The whip lashes again and again and again. Eventually flesh gives way to the white nubs of vertebrae. Slade loops the whip in his hand and once again surveys the crowd. His eyes are lost to piggish folds of flesh that turn down their corners, but Ella feels certain his gaze follows her when she hurries away, back to the museum.

This would be a good time to have parents. Someone to turn to in a bad time, ask for help, a hug, a meal. Though Lewis would never think of himself in this way, he was her guardian, the one who years ago snuck up beside her in the west wing and startled her when he said, “You’re under this roof more than anyone but me.”

Vagrant children were as common as rats, and she was one of them, living in the Fourth Ward, in the pantry of the kitchen of a brothel. She came to the museum nearly every day — it was her way of forgetting. She could think of nothing to say to Lewis in response except, “I’m sorry.”

His hands were behind his back, the posture of a scholar. “You should be,” he said, looming over her. “You haven’t earned your rent.”

She flinched when his hands shot from behind his back — she thought he would strike her. But he held a feather duster. He shoved it into her chest, with a puff of motes, and told her to get to work immediately.
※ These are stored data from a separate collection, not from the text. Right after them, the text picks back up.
PR #26072, opened 2025-01-30
[prim,rtl] Rewrite a case statement to avoid unreachable case

rswarbrick:
Instead of the default case being unreachable (unless state_q is X), rewrite things so that the last item is caught by the default case.

This is clearly safe at the moment (there are just two possible states!) but this adds the GoodState_A assertion to make sure no future RTL change can make this unsafe.


rswarbrick:
Note that this interacts with the coverage exclusions in #25705. If that PR lands before this one, we will need to amend this PR to drop some exclusions from the `aon_timer` manual exclusion list.

@antmarzam FYI (but I'm happy to do the leg work if it needs doing)

hw/ip/prim/rtl/prim_reg_cdc_arb.sv
```diff
@@ -219,19 +219,21 @@ module prim_reg_cdc_arb #(
...
-          state_d = StIdle;
-        end
       endcase // unique case (state_q)
     end // always_comb
 
+    // The case statement above uses default for StWait to avoid a coverage hole. This is safe, so
+    // long as the default case only runs when state_q is StWait. This assertion checks that is
+    // true.
+    `ASSERT(GoodState_A, state_q inside {StIdle, StWait})
+
```
antmarzam, line 236: CI is failing because you have to specify the clock in the assertion as the macro assumes `clk_i` 
I think you want to use: `clk_dst_i` and `negedge rst_dst_ni`

antmarzam:
> Note that this interacts with the coverage exclusions in #25705. If that PR lands before this one, we will need to amend this PR to drop some exclusions from the `aon_timer` manual exclusion list.
> 
> @antmarzam FYI (but I'm happy to do the leg work if it needs doing)

No worries, since you pushed this PR I'll clean up my other PR so we can get it merged on master!

hw/ip/prim/rtl/prim_reg_cdc_arb.sv
```diff
@@ -219,19 +219,21 @@ module prim_reg_cdc_arb #(
...
+        default: begin
           dst_hold_req = 1'b1;
           if (dst_update_ack) begin
             state_d = StIdle;
           end
         end
-
-        default: begin
-          state_d = StIdle;
-        end
```
a-will, line 231: Don't we keep these in case synthesis takes liberties with the state encoding? (e.g. converting to one-hot for some reason)

Maybe it's fine as long as there _is_ a default, but the examples in the style guide all show "recovery" circuits.

@vogelpi @andreaskurth to help me in case my memory / understanding has gone rotten. ;)

hw/ip/prim/rtl/prim_reg_cdc_arb.sv
rswarbrick: D'oh, thanks!

hw/ip/prim/rtl/prim_reg_cdc_arb.sv
rswarbrick: I *think* that we just need some default. The previous code was something like "If the state is silly then do X" and I propose change it to "If the state is silly, behave as if it is the following sensible value".

Clearly a bad idea if this is some sparsely encoded FSM in a security module! Here, we have exactly two states, represented by a single bit...

vogelpi: Can't we just put an empty default here, i.e., `default:;`. IMHO this would be more readable. Does this also create a coverage issue?

rswarbrick: Hmm. Good question: I'm not sure. I'll try it out.

rswarbrick: Sadly, it doesn't solve the problem. I think the point is that this is "branch coverage of the cond statement", so the question is whether we jump to the default case (instead of whether we run every line in that case).

I did the obvious rewrite:
image
and here are the results:
image

andreaskurth: The `default` case is functionally unreachable, so how about we add an assertion to the RTL to capture this, and then waive it from FSM branch coverage?

andreaskurth: On a second thought, shouldn't UNR take care of this exclusion?

antmarzam: I think UNR would automatically exclude this case. Although we don't have VCS UNR licenses. 

We do have a UNR waiver file from august: https://github.com/lowRISC/opentitan/blob/master/hw/ip/aon_timer/dv/cov/aon_timer_unr_excl.el

I think the reason why UNR didn't consider this case was unreachable may be that at the time UNR was run, the state signal was a 2-bit signal which perhaps made the tool believe the default state could be reached? 
state signal was simplified to 1-bit only [here](https://github.com/lowRISC/opentitan/commit/2f12c79f333484152d909d376f257ae758c7e175#diff-1769f50908f78ab4d29692c2439b87712c9e380d984771d6e7a7d90605dbd819L90)

rswarbrick: Thanks for looking into this carefully. Part of my motivation for avoiding needing UNR here is that this is a primitive. It would be nicer not to depend on UNR at each instantiation site.

andreaskurth: Ah, I see. And a waiver would also be cumbersome because it would have to be written for every instantiation, right?

andreaskurth: Since this FSM has just two states, how about we rewrite to make it simpler and remove the default case, along the lines of:
```sv
logic idle_d, idle_q;

always_comb begin
  idle_d = idle_q;
  // ... other default assignments ...
  if (idle_q) begin
    // ...
  end else begin // not idle / waiting
    // ...
  end
end
```

rswarbrick:
Oops. The second commit here was wrong: I reasoned that "because it was looking at something updated combinatorially, it should be based on `idle_d` instead of `idle_q`". But that's wrong! It was looking at something that is kept in sync with `idle_q`.

Hopefully the revised version is correct.

andreaskurth (approved):
LGTM, thanks @rswarbrick. I'm convinced this structural code change doesn't change the behavior, and if it removes a `default` that is problematic for DV, it's valuable.

andreaskurth:

Code refactoring without behavioral changes

PR #26075, opened 2025-01-30
[reggen] Render the number of registers

Razer6:
This PR renders a constant for the number of registers per interface. It's not yet used though in the individual IPs that use them. I want to wait until the naming is approved.

PR #26076, opened 2025-01-30
[rtl,racl] Add an automatic number of registers count and use it

rswarbrick:


davidschrammel:
@rswarbrick There appears to be some duplicated effort in #26075 .
The only difference seems to be that the other PR generates the number of registers per interface.
E.g., https://github.com/lowRISC/opentitan/pull/26075/files#diff-fef8df2479863db25308f6588ede458a42aea472fc246a7d768d965bc0fbf706R33

rswarbrick:
I'm pretty convinced that the "competing solution" from @Razer6 in #26075 is rather better. Let's use that :-)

She did, and since then she has never really stopped working. She feared him at first. The thin-lipped expression. The words fired from his mouth like poison-tipped darts. The impossible mechanics of the owl and other inventions he sometimes tested out: a steam-powered bicycle, a lantern that never extinguished, a multi-lens set of glasses that could alternately study the moon or an amoeba. But then she discovered how frail and incompetent he was in human affairs, and in that recognition of weakness she gained power over him.